1. Your transactions aren’t categorized.
“If you still have transactions in your bank downloads, or you have items in ‘uncategorized income or expense,’ you need to review and place them in the proper categories,” said Alisa McCabe, owner of First Steps Financial. “Once this is complete, you will have a better idea of your financial picture.”
Lisa Brann , CPA, echoes that sentiment. “There should be no balances in the unclassified assets, unclassified liabilities, unclassified income, unclassified expenses, or ‘ask my accountant’ accounts. These accounts are holding accounts. If there is a balance in any of these accounts, they need to be researched and reclassified to a real account.”
That being said, be careful when it comes to categorizing expenses as “other” or “miscellaneous.” “Other and miscellaneous account transactions must be identified on a tax return,” said Renee Daggett, CEO of AdminBooks. “This type of categorization is not clear to a tax preparer.”
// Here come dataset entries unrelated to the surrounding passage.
PR #646, opened 2022-07-04
First pass on vehicle repo

UndeadNappist:
First pass on vehicle repo. 

Needs: Whatever the arbitrary nuyen value should be set at, locations on where to stick the defines for sanity's sake, adding flags.

### DIFF
--- a/src/act.drive.cpp
+++ b/src/act.drive.cpp
@@ -1209,6 +1209,8 @@ ACMD(do_repair)
   if (veh->damage <= 0) {
     send_to_char(ch, "You go to work on the vehicle and it looks as good as new.\r\n");
     veh->damage = 0;
+    if (IS_NPC(veh->owner) && !(veh->cost) = ambnormal_nuyen_value) { // #define ambnormal_nuyen_value			Some arbitrary number || <= 0 - figure out somewhere to put this. A warning check on loot having too high a sellval.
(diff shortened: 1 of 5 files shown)


UndeadNappist:
Clarity on how the system is outlined:
1. NPC and unowned vehicles are flagged when destroyed and given a timer.
2. This timer only ticks down when not in another vehicle or garage.
3. When the timer ticks to zero the flag is removed regardless of how things are handled.
4. The vehicle is checked. If it's at zero value or less, or above a certain threshold in value, the vehicle is deleted. The upper threshold is going to be low, 5,000 nuyen (or less), so you can only get 500 nuyen worth vehicles here.
5. If it's between those thresholds it's teleported to the junkyard instead.
This is to force players to get the hyper-valuable vehicles immediately, while also having a repo/cleanup mechanic for them.

6. Unowned/NPC flagged vehicles if above 0 value and below some arbitrary value (100k nuyen, or something), when fully repaired, swap their ownership to the repair person. This is to prevent people from getting super vehicles or other problematic things (although this will require building effort to support as it checks value).

Potentially adding a check to the junkyard workshop itself so it may only be used on vehicles below a certain price. This keeps it firmly in the hands of newbies, while also putting a barrier between players who can afford their own private workshops and such.

Anyway, this requires building work, discussion, and staff input, so for now, this is sitting with some framework and in an open draft.

PR #647, opened 2022-07-04
Adds garage door openers

UndeadNappist:
Moves has_key from do_move to utils.cpp and utils.hpp
Vehicles now straight-up ignore doors if there's a valid apartment they are a guest or own and also the driver has a key in their pocket.
Drones with MOD_POKEYSTICK and people on bikes can now push elevator buttons (there are no pokeystick mods yet).

~~None of this is properly tested, but it compiles without breaking. The logic for ignoring doors is also ugly as sin, but it'll probably work.~~

### DIFF
--- a/src/act.movement.cpp
+++ b/src/act.movement.cpp
@@ -679,7 +679,8 @@ void move_vehicle(struct char_data *ch, int dir)
     send_to_char("You aren't the Kool-Aid Man, so you decide against ramming your way out of here.\r\n", ch);
     return;
   }
-  if (!EXIT(veh, dir) || !EXIT(veh, dir)->to_room || EXIT(veh, dir)->to_room == &world[0] || IS_SET(EXIT(veh, dir)->exit_info, EX_CLOSED)) {
+  if (!EXIT(veh, dir) || !EXIT(veh, dir)->to_room || EXIT(veh, dir)->to_room == &world[0] || (IS_SET(EXIT(veh, dir)->exit_info, EX_CLOSED) &&
+  !(ROOM_FLAGGED(EXIT(veh, dir)->to_room, ROOM_HOUSE) && House_can_enter(ch, EXIT(veh, dir)->to_room->number) && has_key(ch, (EXIT(veh, dir)->key))))) {
     send_to_char(CANNOT_GO_THAT_WAY, ch);
     return;
   }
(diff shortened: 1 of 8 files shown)


UndeadNappist:
It works, but it basically silently phases you through the door without a message. I could also switch to having it be a door opener.

src/act.movement.cpp
```diff
@@ -679,7 +679,8 @@ void move_vehicle(struct char_data *ch, int dir)
     send_to_char("You aren't the Kool-Aid Man, so you decide against ramming your way out of here.\r\n", ch);
     return;
   }
-  if (!EXIT(veh, dir) || !EXIT(veh, dir)->to_room || EXIT(veh, dir)->to_room == &world[0] || IS_SET(EXIT(veh, dir)->exit_info, EX_CLOSED)) {
+  if (!EXIT(veh, dir) || !EXIT(veh, dir)->to_room || EXIT(veh, dir)->to_room == &world[0] || (IS_SET(EXIT(veh, dir)->exit_info, EX_CLOSED) &&
+  !(ROOM_FLAGGED(EXIT(veh, dir)->to_room, ROOM_HOUSE) && House_can_enter(ch, EXIT(veh, dir)->to_room->number) && has_key(ch, (EXIT(veh, dir)->key))))) {
```
luciensadi, line 683: You should probably move this added logic to a boolean variable and use that variable here: `bool can_enter_closed_apartment = (your logic)`. Then you can also use that same variable in an if-check to print a message to both the vehicle and the room about opening / closing the door as it passes through.

luciensadi (changes requested):

src/act.movement.cpp
```diff
@@ -679,10 +680,13 @@ void move_vehicle(struct char_data *ch, int dir)
     send_to_char("You aren't the Kool-Aid Man, so you decide against ramming your way out of here.\r\n", ch);
     return;
   }
-  if (!EXIT(veh, dir) || !EXIT(veh, dir)->to_room || EXIT(veh, dir)->to_room == &world[0] || IS_SET(EXIT(veh, dir)->exit_info, EX_CLOSED)) {
+  if (!EXIT(veh, dir) || !EXIT(veh, dir)->to_room || EXIT(veh, dir)->to_room == &world[0] || (IS_SET(EXIT(veh, dir)->exit_info, EX_CLOSED) && (can_enter_closed_apartment == FALSE)) ) {
```
luciensadi, line 683: I think I led you slightly wrong on this. The code here is checking for crash conditions (the exit must exist, and it must point to a room, and that room must not be limbo), which must be checked before your can_enter_closed_apartment bool is populated. There's also not a need to reuse the check, so we don't actually need the bool (we'd only defined it to make the check more readable and portable, but splitting it up like below makes it readable enough).
```c++
if (!EXIT(veh, dir) 
    || !EXIT(veh, dir)->to_room 
    || EXIT(veh, dir)->to_room == &world[0])
{
    send_to_char(CANNOT_GO_THAT_WAY, ch);
    return;
}

if (IS_SET(EXIT(veh, dir)->exit_info, EX_CLOSED)) {
    if (ROOM_FLAGGED(EXIT(veh, dir)->to_room, ROOM_HOUSE)
        && House_can_enter(ch, EXIT(veh, dir)->to_room->number)
        && has_key(ch, (EXIT(veh, dir)->key)))
    {
        send_to_char("The garage door opener on your key beeps, allowing the door to swing open briefly enough to slide through.\r\n", ch);
        // TODO: print a message to the room about the door auto-opening
    } else {
        send_to_char(CANNOT_GO_THAT_WAY, ch);
        return;
    }
}
```

src/transport.cpp
```diff
@@ -1482,7 +1482,7 @@ SPECIAL(call_elevator)
 {
   int i = 0, j, index = -1;
   long rnum;
-  if (!cmd || !ch || !ch->in_room)
+  if (!cmd || !ch || (!ch->in_room && !ch->in_veh->in_room))
```
luciensadi, line 1485: There's no guarantee that the character is in a vehicle here, and even if this worked you'd still be making it so riggers can't use this remotely. Revert this line, then add a RIG_VEH after it to populate a `struct veh_data *veh` variable (search code for examples). Then you can do vehicle-specific checks with a flow structure like:
```c++
if (veh) {
    if (veh->in_room) {
        do something
    } else {
        send_to_veh some error message
```

luciensadi: Actually, thinking about this further, I'm not sure if this roomspec would even trigger at all for someone in a vehicle in the room. This one will be tricky to get to work (maybe trigger the spec function from inside do_push if the only argument is a number or G/B1/B2/etc?)

luciensadi (changes requested):

src/transport.cpp
UndeadNappist: After banging my head on this for several days, I'll toss in the towel. call_elevator() does not work at all for vehicles. I'll leave in the pokestick flag if someone wants to work on this, but I suspect using the mobact logic for elevators is the way to go.

UndeadNappist:
image

luciensadi:
Thanks!

PR #475, opened 2023-04-25
INC-1238: Show location-based tiles on home page only when appropriate

ushkarev:
There exist users with case loads that aren’t real locations so it does not make sense to show them sections of the site that only work in prisons.

Such users are:
• LSAs when using their special account (with `CADM_I` role)
• central admins who are never in a prison

The former group can now only see the prison-group analytics charts.
The latter group can now only see the prison-group analytics charts and global incentive level admin section.

---

Effectively:
- all users can see the prison-group analytics charts and about page for visualisations
  - central admins, non-prison-based users, with `MAINTAIN_INCENTIVE_LEVELS` role also see global incentive level admin section
  - all prison-based users also see incentive reviews sections and all analytics charts
    - LSAs, using their normal prison-based account, with `MAINTAIN_PRISON_IEP_LEVELS` role also see prison incentive level admin section

---
Relates to: [DPS#2431](https://github.com/ministryofjustice/digital-prison-services/pull/2431)

### DIFF
--- a/server/routes/home.ts
+++ b/server/routes/home.ts
@@ -5,6 +5,7 @@ import jwtDecode from 'jwt-decode'
 import config from '../config'
 import logger from '../../logger'
 import asyncMiddleware from '../middleware/asyncMiddleware'
+import { PrisonApi } from '../data/prisonApi'
 import ZendeskClient, { CreateTicketRequest } from '../data/zendeskClient'
 import S3Client from '../data/s3Client'
 import AnalyticsService from '../services/analyticsService'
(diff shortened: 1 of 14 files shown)


server/routes/home.ts
```diff
@@ -29,17 +30,28 @@ const getUserRoles = (res: Response): string[] => {
 export default function routes(router: Router): Router {
   const get = (path: string | string[], handler: RequestHandler) => router.get(path, asyncMiddleware(handler))
 
-  get('/', (req, res) => {
+  get('/', async (req, res) => {
     res.locals.breadcrumbs.lastItem.href = undefined
 
-    const userRoles = getUserRoles(res)
+    // a prison case load would have locations, e.g. wings or house blocks
```
Mjwillis, line 36: This will work but its kind of a side effect in that locations are not returned from the `me` endpoint for CADM_I - I thought we would have the caseload ID in the session so could just check that.  However happy to leave as is.

Mjwillis (approved):
See comment about API call to locations,  by happy anyway

server/routes/home.ts
ushkarev: I found that `CADM_I` was the active case load ID (not a role / or maybe _also_ a role) so wasn't sure how else we'd know that the "current session" isn't a proper location…

I got the idea of using these locations from the DPS home page’s tiles. Even before me change, there had been a condition on the locations within the active case load:

https://github.com/ministryofjustice/digital-prison-services/commit/49d98598e22c50d42180818a12f85c14c280c918#diff-f8a9492c5a04c0a52f307b83958be45fd23f684f6dafeb35e41a3df8aeaaa675L78

PR #479, opened 2023-04-26
INC-1243: Enhance admin section to manage incentive levels globally

ushkarev:
Improves on #436 and #437. Users…
• can only access this section with an appropriate role (only in `dev` for now)
• can create new incentive levels at the end of the existing list
• can change the status of existing incentive levels unless they are required in every prison
• _cannot_ update levels’ names (must be done using incentives api)
• _cannot_ set whether any level is required in all prisons (must be done using incentives api)
• _cannot_ reorder levels (must be done using incentives api)

### DIFF
--- a/server/routes/forms/incentiveLevelCreateForm.ts
+++ b/server/routes/forms/incentiveLevelCreateForm.ts
@@ -10,8 +10,12 @@ export default class IncentiveLevelCreateForm extends Form<IncentiveLevelCreateD
     if (!this.data.name || this.data.name.length < 1) {
       this.addError('name', 'The level’s name is required')
     }
-    if (!this.data.code || this.data.code.length < 1) {
-      this.addError('name', 'The level’s code is required')
+    // TODO: add max length limit to `name` & error message once determined
+    //       NOMIS has hard limit of 40, incentives DB is 30
+
+    const codeRE = /^[A-Za-z0-9]{3}$/
+    if (!codeRE.test(this.data.code)) {
+      this.addError('code', 'The level’s code must be 3 letters or numbers')
     }
   }
 }
--- a/server/routes/forms/incentiveLevelCreateForm.ts
+++ b/server/routes/forms/incentiveLevelCreateForm.ts
@@ -1,0 +1,17 @@
+import Form, { type BaseFormData } from './forms'
+
+export interface IncentiveLevelCreateData extends BaseFormData {
+  name: string
+  code: string
+}
+
+export default class IncentiveLevelCreateForm extends Form<IncentiveLevelCreateData> {
+  protected validate(): void {
+    if (!this.data.name || this.data.name.length < 1) {
+      this.addError('name', 'The level’s name is required')
+    }
+    if (!this.data.code || this.data.code.length < 1) {
+      this.addError('name', 'The level’s code is required')
+    }
+  }
+}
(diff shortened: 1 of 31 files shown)


server/routes/forms/incentiveLevelCreateForm.ts
```diff
@@ -0,0 +1,17 @@
...
+  code: string
+}
+
+export default class IncentiveLevelCreateForm extends Form<IncentiveLevelCreateData> {
+  protected validate(): void {
+    if (!this.data.name || this.data.name.length < 1) {
+      this.addError('name', 'The level’s name is required')
+    }
+    if (!this.data.code || this.data.code.length < 1) {
+      this.addError('name', 'The level’s code is required')
```
xoen: This should add the error to `code`, not `name` here right?

server/routes/incentiveLevels.ts
```diff
@@ -284,3 +295,29 @@ export default function routes(router: Router): Router {
...
+async function errorMessageWhenCannotDeactivate(prisonApi: PrisonApi, errorResponse: ErrorResponse): Promise<string> {
+  let message = 'This level cannot be made inactive because some establishments are using it.'
+
+  const prisonNames: string[] = []
+  const prisonIds: string[] | undefined = (errorResponse?.moreInfo ?? '')
+    .split(',')
+    .map(prisonId => prisonId.trim())
+    .filter(prisonName => prisonName)
+  // eslint-disable-next-line no-restricted-syntax
+  for (const prisonId of prisonIds) {
```
xoen, line 411: Probably not much of a difference in practice as I'd hope they'd only try to remove a level only when most of the prisons already stopped using it...

But we could potentially make all these requests at once concurrently as retrieving the information for each of the prisons is independent from the others.

ushkarev: hmm not a bad idea!

server/routes/forms/incentiveLevelCreateForm.ts
ushkarev: fixed in a later commit!
https://github.com/ministryofjustice/hmpps-incentives-ui/pull/479/commits/f83f57118db79dd0efd72b6ac530100a5160cad9#diff-5e5411b99aae4cbc9cee6c93e72f93c8feb62d297bd4a5251f4aeb2a3abf3a50R18

server/routes/incentiveLevels.ts
```diff
@@ -17,6 +17,9 @@ export const manageIncentiveLevelsRole = 'ROLE_MAINTAIN_INCENTIVE_LEVELS'
 export default function routes(router: Router): Router {
   const get = (path: string, handler: RequestHandler) => router.get(path, asyncMiddleware(handler))
 
+  /*
```
xoen, line 20: Does this need to be `/**` to make JSDoc happy? Not that it matters too much tbh

ushkarev: there's not always a sensible variable or function to attach it to, so i just used multi-line comments.

my plan was to actually move all this junk into several separate functions and then do better jsdoc-style comments. didn't wanna do in this commit because the diff will be crazy.

server/routes/forms/incentiveLevelCreateForm.ts
xoen: oh sorry, I was having a look commit-by-commit 👍

xoen (approved):

server/routes/incentiveLevels.ts
ushkarev: how about this? 0c2a5c2e56fef6c7738e61870b99afec7f9c0419

xoen (approved):

PR #484, opened 2023-04-27
INC-1250: Automatically add any missing required incentive levels to a prison

ushkarev:
This is useful for new prisons so that they adopt the standard set of levels.
Additionally, if a prison has no default-for-admissions level (a data inconsistency problem) it will automatically gain Standard.

### DIFF
--- a/server/routes/prisonIncentiveLevels.ts
+++ b/server/routes/prisonIncentiveLevels.ts
@@ -51,6 +51,10 @@ export default function routes(router: Router): Router {
       } catch (error) {
         logger.error(`Missing required incentive levels could not be added to ${prisonName}!`, error)
       }
+    } else {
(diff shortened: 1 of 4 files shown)


server/routes/prisonIncentiveLevels.ts
```diff
@@ -31,22 +34,36 @@ export default function routes(router: Router): Router {
       incentivesApi.getPrisonIncentiveLevels(prisonId),
     ])
 
-    const activeLevelCodes = new Set(prisonIncentiveLevels.map(prisonIncentiveLevel => prisonIncentiveLevel.levelCode))
```
ushkarev, line 34: i would’ve preferred to use sets but they’re pretty pointless if you need to turn them back into arrays to get the difference between two sets

PR #500, opened 2023-05-16
Fix version not appearing in application insights

ushkarev:
Simplified version of [hmpps-template-typescript#190](https://github.com/ministryofjustice/hmpps-template-typescript/pull/190) since application information is constant and might as well all be situated in config.


server/config.ts
```diff
@@ -34,7 +37,23 @@ export interface ApiConfig {
...
 }
 
+export interface ApplicationInfo {
+  applicationName: string
+  buildNumber: string
+  gitRef: string
+}
+
+const packageJson = path.join(__dirname, '../package.json')
+const { name: applicationName } = JSON.parse(fs.readFileSync(packageJson, { encoding: 'utf8' }))
```
ushkarev, line 47: `applicationName` could even have been hard-coded right here…

ushkarev: in fact, i've hard-coded it now so that the built version doesn't need to look in a different location for package.json file

PR #509, opened 2023-05-19
INC-1233: Preliminary incentive level name validation

ushkarev:
Whilst the exact error messages and level name length limits are being determined, we can already put in the hard 30-character limit. That’s the maximum that the incentives-api will allow. As it happens, NOMIS permits up to 40 characters, but this has been deemed excessive.

### DIFF
--- a/server/routes/incentiveLevels.ts
+++ b/server/routes/incentiveLevels.ts
@@ -12,10 +12,6 @@ import IncentiveLevelEditForm from './forms/incentiveLevelEditForm'
 import IncentiveLevelReorderForm from './forms/incentiveLevelReorderForm'
 import IncentiveLevelStatusForm from './forms/incentiveLevelStatusForm'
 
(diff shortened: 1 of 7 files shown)


server/routes/incentiveLevels.ts
```diff
@@ -12,10 +12,6 @@ import IncentiveLevelEditForm from './forms/incentiveLevelEditForm'
 import IncentiveLevelReorderForm from './forms/incentiveLevelReorderForm'
 import IncentiveLevelStatusForm from './forms/incentiveLevelStatusForm'
 
-export function sanitiseIncentiveName(name: string) {
-  return name.trim()
-}
-
```
ushkarev, line 18: I've moved the sanitisation responsibility into the relevant forms. It seems sensible to encapsulate the forms actions within the relevant class rather than rely on the careful use of the form in each situation.

xoen (approved):

PR #513, opened 2023-05-24
INC-1251: Switch over to new api

ushkarev:
…when getting a prison’s set of incentive levels for the reviews table


neilmendum (dismissed):

neilmendum (approved):

ushkarev:
PS: i’ve deliberately left the deprecated functions and stubs in place for other teams to see the upgrade path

In addition, Donna Sooter Lim, CEO of Sooter Consulting , recommends making sure your chart of accounts is set up and categorized correctly. “A common mistake is to have credit card payments listed as an expense,” she said. “If you carry a balance on a credit card, it is possible you took the expense at the time of the purchase. The payment is not an expense.”
Finally, make sure your fixed assets are clearly marked for your tax preparer. “The tax preparer will need to know what the asset is,” said Lim. “It’s not enough to put the transaction in the fixed asset accounts.”